● EXERCISE AIM: Please reproduce, exactly and in full, the lines running from the one that contains "hojberg: I think" to the end of the entries.
★ ★ ★ ★
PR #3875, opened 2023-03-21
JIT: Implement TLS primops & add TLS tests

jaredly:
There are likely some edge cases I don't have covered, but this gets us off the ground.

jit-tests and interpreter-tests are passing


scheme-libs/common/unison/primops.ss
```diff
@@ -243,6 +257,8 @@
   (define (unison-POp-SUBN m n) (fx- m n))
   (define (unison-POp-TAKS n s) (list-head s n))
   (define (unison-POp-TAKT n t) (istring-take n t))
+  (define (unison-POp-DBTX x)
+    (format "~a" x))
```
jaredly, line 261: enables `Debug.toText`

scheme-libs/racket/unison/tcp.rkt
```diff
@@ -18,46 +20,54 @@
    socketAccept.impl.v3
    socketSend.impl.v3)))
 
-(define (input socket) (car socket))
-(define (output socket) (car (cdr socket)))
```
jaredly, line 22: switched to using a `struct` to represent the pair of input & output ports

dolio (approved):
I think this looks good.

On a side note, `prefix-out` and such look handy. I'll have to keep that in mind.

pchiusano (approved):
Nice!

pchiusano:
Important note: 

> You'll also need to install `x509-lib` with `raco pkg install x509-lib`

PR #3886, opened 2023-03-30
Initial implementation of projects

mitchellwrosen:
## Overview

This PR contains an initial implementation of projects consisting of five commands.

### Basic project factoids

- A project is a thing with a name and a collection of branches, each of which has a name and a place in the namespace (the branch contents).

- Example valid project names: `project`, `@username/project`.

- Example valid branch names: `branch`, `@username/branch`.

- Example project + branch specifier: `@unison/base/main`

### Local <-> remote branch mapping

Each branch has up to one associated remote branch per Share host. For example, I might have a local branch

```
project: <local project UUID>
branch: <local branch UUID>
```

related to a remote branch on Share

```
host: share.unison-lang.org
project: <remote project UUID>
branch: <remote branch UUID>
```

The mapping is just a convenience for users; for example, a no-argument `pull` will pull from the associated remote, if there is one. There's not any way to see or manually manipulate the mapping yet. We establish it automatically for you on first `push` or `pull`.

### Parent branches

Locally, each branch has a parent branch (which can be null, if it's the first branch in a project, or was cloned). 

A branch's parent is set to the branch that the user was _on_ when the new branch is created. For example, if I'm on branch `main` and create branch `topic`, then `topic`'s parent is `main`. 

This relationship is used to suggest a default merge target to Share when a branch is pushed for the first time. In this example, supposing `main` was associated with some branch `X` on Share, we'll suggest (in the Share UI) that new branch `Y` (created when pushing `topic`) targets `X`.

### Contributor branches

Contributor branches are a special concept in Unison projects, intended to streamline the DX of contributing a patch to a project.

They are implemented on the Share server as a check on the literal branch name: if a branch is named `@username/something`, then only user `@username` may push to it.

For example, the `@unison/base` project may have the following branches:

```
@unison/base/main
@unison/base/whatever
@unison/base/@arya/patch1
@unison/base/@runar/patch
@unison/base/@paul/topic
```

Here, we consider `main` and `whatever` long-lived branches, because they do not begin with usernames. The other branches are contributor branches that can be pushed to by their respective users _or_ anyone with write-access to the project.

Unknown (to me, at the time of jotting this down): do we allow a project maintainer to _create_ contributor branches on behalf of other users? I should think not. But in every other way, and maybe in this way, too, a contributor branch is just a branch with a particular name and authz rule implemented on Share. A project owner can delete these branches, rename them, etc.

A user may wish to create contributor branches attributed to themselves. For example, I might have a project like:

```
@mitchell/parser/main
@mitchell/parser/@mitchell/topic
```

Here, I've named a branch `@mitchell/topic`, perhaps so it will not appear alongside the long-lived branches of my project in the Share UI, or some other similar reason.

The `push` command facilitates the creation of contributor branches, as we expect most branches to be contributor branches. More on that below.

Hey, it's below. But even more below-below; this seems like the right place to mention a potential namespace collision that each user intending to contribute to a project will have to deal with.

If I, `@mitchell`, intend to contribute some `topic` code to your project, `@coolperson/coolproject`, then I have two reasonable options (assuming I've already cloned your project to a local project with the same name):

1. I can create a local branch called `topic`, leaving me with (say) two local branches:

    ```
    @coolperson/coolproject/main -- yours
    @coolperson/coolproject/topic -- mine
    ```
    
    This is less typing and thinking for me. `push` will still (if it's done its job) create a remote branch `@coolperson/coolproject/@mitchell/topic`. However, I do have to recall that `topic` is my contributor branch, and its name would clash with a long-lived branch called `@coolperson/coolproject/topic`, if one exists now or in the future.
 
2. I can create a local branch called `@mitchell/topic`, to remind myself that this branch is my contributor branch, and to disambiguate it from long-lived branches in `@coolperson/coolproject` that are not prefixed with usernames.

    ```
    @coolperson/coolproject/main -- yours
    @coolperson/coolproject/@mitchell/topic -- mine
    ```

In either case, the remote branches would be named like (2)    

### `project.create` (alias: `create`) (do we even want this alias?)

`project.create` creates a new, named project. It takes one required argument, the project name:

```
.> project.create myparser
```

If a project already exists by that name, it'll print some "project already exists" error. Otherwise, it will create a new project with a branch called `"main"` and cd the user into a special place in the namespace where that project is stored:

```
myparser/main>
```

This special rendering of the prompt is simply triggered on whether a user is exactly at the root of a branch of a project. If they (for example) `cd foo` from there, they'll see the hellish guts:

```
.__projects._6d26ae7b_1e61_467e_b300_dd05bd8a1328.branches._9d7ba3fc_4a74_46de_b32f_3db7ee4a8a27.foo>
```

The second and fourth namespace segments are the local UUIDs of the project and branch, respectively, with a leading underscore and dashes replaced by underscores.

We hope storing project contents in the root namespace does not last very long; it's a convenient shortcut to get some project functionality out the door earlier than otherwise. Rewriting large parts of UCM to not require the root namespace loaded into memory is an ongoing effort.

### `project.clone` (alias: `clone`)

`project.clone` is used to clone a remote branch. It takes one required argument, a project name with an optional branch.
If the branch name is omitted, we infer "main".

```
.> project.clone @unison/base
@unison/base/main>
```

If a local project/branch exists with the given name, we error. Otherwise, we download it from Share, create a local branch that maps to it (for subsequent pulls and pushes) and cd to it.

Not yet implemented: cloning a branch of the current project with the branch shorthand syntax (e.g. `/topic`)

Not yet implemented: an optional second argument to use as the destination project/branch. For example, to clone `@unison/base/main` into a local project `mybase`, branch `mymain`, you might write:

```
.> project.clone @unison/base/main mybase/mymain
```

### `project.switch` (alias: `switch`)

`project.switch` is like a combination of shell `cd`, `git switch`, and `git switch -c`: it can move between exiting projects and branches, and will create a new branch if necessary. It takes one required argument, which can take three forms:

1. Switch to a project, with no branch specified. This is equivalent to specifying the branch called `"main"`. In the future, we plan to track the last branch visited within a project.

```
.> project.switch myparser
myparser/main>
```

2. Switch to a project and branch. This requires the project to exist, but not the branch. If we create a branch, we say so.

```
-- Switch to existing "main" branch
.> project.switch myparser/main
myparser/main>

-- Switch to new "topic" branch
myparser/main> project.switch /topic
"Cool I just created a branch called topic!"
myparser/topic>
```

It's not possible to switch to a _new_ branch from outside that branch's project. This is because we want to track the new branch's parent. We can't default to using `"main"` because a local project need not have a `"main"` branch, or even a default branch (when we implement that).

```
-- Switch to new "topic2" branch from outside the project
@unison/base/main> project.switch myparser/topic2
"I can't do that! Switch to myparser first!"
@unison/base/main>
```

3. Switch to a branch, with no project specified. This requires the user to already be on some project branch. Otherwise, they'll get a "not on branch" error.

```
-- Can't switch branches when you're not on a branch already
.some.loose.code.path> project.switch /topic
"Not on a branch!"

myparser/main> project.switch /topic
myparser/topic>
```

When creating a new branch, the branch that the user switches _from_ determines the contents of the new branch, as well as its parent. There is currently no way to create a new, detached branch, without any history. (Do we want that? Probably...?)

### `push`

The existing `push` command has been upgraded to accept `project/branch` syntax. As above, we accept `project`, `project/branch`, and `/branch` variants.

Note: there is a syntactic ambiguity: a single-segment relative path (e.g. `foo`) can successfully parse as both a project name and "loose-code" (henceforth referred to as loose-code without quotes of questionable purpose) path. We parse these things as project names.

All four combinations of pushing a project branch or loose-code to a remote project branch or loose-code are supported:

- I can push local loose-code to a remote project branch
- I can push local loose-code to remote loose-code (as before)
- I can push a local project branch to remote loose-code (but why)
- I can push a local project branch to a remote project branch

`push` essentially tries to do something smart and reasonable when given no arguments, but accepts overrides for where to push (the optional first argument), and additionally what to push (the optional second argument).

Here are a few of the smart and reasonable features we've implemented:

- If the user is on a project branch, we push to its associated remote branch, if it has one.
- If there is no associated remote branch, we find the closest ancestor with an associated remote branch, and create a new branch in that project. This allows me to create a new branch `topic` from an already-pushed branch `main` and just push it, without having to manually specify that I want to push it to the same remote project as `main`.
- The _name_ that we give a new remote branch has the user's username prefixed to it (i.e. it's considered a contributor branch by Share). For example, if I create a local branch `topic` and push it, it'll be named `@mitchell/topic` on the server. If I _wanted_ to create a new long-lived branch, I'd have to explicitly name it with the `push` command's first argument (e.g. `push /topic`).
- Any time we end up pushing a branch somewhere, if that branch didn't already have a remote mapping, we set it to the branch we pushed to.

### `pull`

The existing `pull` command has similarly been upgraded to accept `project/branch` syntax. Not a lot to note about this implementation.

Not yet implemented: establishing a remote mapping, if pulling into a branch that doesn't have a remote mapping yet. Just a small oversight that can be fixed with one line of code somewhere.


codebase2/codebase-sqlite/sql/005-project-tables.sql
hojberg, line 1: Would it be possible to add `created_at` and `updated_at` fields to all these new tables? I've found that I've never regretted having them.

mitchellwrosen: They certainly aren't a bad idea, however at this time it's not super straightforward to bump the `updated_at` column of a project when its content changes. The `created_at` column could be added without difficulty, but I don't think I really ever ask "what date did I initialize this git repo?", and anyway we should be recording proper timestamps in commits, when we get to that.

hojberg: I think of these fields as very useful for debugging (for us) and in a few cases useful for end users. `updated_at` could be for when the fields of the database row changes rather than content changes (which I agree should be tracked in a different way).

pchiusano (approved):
★ ★ ★ ★
● OUTPUT FOR THIS EXERCISE:
hojberg: I think of these fields as very useful for debugging (for us) and in a few cases useful for end users. `updated_at` could be for when the fields of the database row changes rather than content changes (which I agree should be tracked in a different way).

pchiusano (approved):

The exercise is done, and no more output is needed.